Lagrange method: case of many equality constraints

Oct 17

Lagrange method: case of many equality constraints

Lagrange method: case of many equality constraints

Consider the problem

(1) maximize $f(x_1,...,x_S)$ subject to $g_1(x_1,...,x_S)=0,...,g_s(x_1,...,x_S)=0$

(the number of constraints $s$ is smaller than the number of variables $S$ ).

The idea is to understand the proof in case of one constraint and to develop the format of the result for many constraints by analogy.

Implicit function theorem

We saw previously that the condition

(2) $\frac{\partial g}{\partial y}\neq 0$

is sufficient for existence of the implicit function $y(x)$ defined by $g(x,y(x))=0.$ This statement is asymmetric. What if we want to find $x$ as a function of $y$ ? The condition

(3) $\left(\frac{\partial g}{\partial x},\frac{\partial g}{\partial y}\right)\neq0$

is more general than (2). If $\frac{\partial g}{\partial x}\neq 0$ , then the restriction defines $x$ as a function of $y$ and if $\frac{\partial g}{\partial y}\neq 0$ , then $y$ can be found as a function of $x.$ For example, for a circle $x^2+y^2=1$ for $x\neq 0$ we can find $x=x(y)$ and for $y\neq 0$ we can find $y=y(x),$ and the whole circle is covered.

In case of a more general implicit function existence condition (3) our derivation of the necessary and sufficient conditions goes through (if $\frac{\partial g}{\partial x}\neq 0$ holds, instead of $\frac{\partial g}{\partial y}\neq 0$ , one can simply swap $x$ and $y$ ).
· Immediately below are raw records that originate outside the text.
Issue #993, opened 2021-11-07
Support of D-AminoAcids


aalhossary:
D-AminoAcids (https://proteopedia.org/wiki/index.php/Amino_Acids) are optical isomers or enantiomers (mirror images) of naturally occuring L-AminoAcids. They have the same structure but with opposite chirality.
When I parse structures that contain D-AminoAcids, they are parser as hetatoms.

Here are some of my notes:

- I tried adding the D-AminoAcids to StructureTools lookup table, but that was not enough.
- `HetatomImpl.isAminoAcid()` returns `false` for cases like **DAL** (D-Alanine), because it tests whether `PolymerType.PROTEIN_ONLY.contains(pt)`.
- Although PolymerType includes types for both `peptide("polypeptide(L)")` and `dpeptide("polypeptide(D)")`, `PolymerType.PROTEIN_ONLY` contains the `peptide` type only.
- Also I see a lot of redundancy between `StructureTools` and `ChemCompTools`. Is there a need to keep both of them?, or we can simply deprecate the former for the sake of the later.

I think a restructuring task can be done in conjunction with supporting longer ChecmComp names expected in 2022.
We can schedule refactoring this feature to the new version of BioJava. However, we need to start by supporting D-AminoAcids soon.

aalhossary:
Here is another question for community discussion:
When an amino acid (regardless to being L or D) is the substrate (say in an oligopeptide), is it considered both polymeric and ligand or only one of them?

josemduarte:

To obtain the multi-dimensional generalization of (3), denote

$x=(x_1,...,x_S),\ G(x)=G(x_1,...,x_S)=\left(\begin{array}{c}g_1(x_1,...,x_S) \\ ... \\ g_s(x_1,...,x_S)\end{array}\right)$

and

$\frac{\partial G}{\partial x}=\left(\begin{array}{ccc}\frac{\partial g_1}{\partial x_1}& ... &\frac{\partial g_1}{\partial x_S} \\ ... & ... & ... \\ \frac{\partial g_s}{\partial x_1}&...&\frac{\partial g_s}{\partial x_S}\end{array}\right)=\left(\begin{array}{c}Dg_1(x) \\ ... \\ Dg_s(x)\end{array}\right).$

The last equation follows from our notation of the gradient $Df(x).$ (1) becomes

maximize $f(x)$ subject to $G(x)=0.$

The required generalization of (3) can now be stated as follows:

(4) The matrix $\frac{\partial G}{\partial x}$ has rank $s$ or, equivalently, the vectors $Dg_1(x),...,Dg_s(x)$ are linearly independent.
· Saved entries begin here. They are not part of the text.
PR #997, opened 2021-11-16
Remove mains #966

richarda23:
converting main methods to junit tests or removing altogether from biojava-core
each commit covers one removsl


biojava-core/src/main/java/org/biojava/nbio/core/sequence/GeneSequence.java
```diff
@@ -259,6 +259,7 @@ public ExonSequence removeExon(String accession) {
 	 * @return exon sequence
 	 */
 	public ExonSequence addExon(AccessionID accession, int begin, int end) throws Exception {
+		// TODO should be IllegalArgumentException, is more specific
```
heuermh, line 262: I agree, go ahead and make this change

biojava-core/src/main/java/demo/UncompressFile.java
```diff
@@ -0,0 +1,42 @@
+package demo;
```
heuermh, line 1: This new file (and others in this pull request) need the license header.  For example
https://github.com/biojava/biojava/blob/master/biojava-aa-prop/src/main/java/demo/BioJavaAADemo.java#L1

heuermh (changes requested):
Thanks!  Love to see a pull request that deletes 2x more lines than it adds.

heuermh (approved):

richarda23:
changing the method signature of public ExonSequence addExon(AccessionID accession, int begin, int end) will be a breaking API change as it no longer declares a checked exception

heuermh:
Ah well, no reason to break compatibility here -- we could keep the method signature as `throws Exception` and just change the thrown exception to `IllegalArgumentException`, which extends `Exception` via `RuntimeException`.

richarda23:
hm, it's a bit non-standard to declare runtime exceptions in method signatures, they are normally documented in javadoc: https://docs.oracle.com/javase/tutorial/essential/exceptions/runtime.html. Just thinking about it some more, calling code will already be handling the checked exception , so won't need to change.  I think only subclasses overriding this method may have to change their signature, which will be a much smaller set of cases.

biojava-core/src/main/java/org/biojava/nbio/core/sequence/GeneSequence.java
```diff
@@ -257,10 +257,11 @@ public ExonSequence removeExon(String accession) {
 	 * @param begin
 	 * @param end
 	 * @return exon sequence
+	 * @throws IllegalArgumentException if accessionID is already added.
 	 */
-	public ExonSequence addExon(AccessionID accession, int begin, int end) throws Exception {
+	public ExonSequence addExon(AccessionID accession, int begin, int end) {
 		if (exonSequenceHashMap.containsKey(accession.getID())) {
-			throw new Exception("Duplicate accesion id " + accession.getID());
+			throw new IllegalArgumentException("Duplicate accesion id " + accession.getID());
```
josemduarte, line 264: Thanks for this change. This is a lot cleaner now. I think generally `throws Exception` signatures should be avoided

josemduarte (approved):
Looks great to me, thanks @richarda23 

Regarding the change of signature in `GeneSequence.addExon`, I think we can allow it even though 6.0.0 is out already, because a) it is a very minor, b) the 6.0.0 release was sort of invalid because it breaks java-8 run time compatibility, see #996 . We need a 6.0.1 soon to fix that

heuermh:
Thank you, @richarda23 @josemduarte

Remark. The best way to check this condition is to see that $\det\left(\frac{\partial G}{\partial x}\right)^T\frac{\partial G}{\partial x}\ne0$ .

First and second order conditions

Denote $\lambda=(\lambda_1,...,\lambda_s)$ (this is a row vector with as many components as restrictions). The Lagrangian is defined by

$L(x,\lambda )=f(x)+\lambda G(x).$

The first-order conditions become

(5) $\frac{\partial L}{\partial x}=0,$ $\frac{\partial L}{\partial \lambda }=0.$

The Hessian is

$D^2L=\left(\begin{array}{ccc}\frac{\partial^2L}{\partial x_1^2}&...&\frac{\partial^2L}{\partial x_1\partial x_S} \\ ...&...&... \\ \frac{\partial^2L}{\partial x_S\partial x_1}&...&\frac{\partial^2L}{\partial x_S^2}\end{array}\right).$

Recall that the refined sufficient condition was based on the set $Z.$ Now it becomes

$Z=\{a\in R^S:\frac{\partial G}{\partial x}a=0\}.$

Finally, we can state the sufficient condition:

Theorem. Assume the implicit function existence condition (4) and consider a critical point $x$ for the Lagrangian (that satisfies (5)). a) If at that point $h^TD^2Lh>0$ for any nonzero $h\in Z$ , then that point is a minimum point. b) If at that point $h^TD^2Lh<0$ for any nonzero $h\in Z$ , then that point is a maximum point.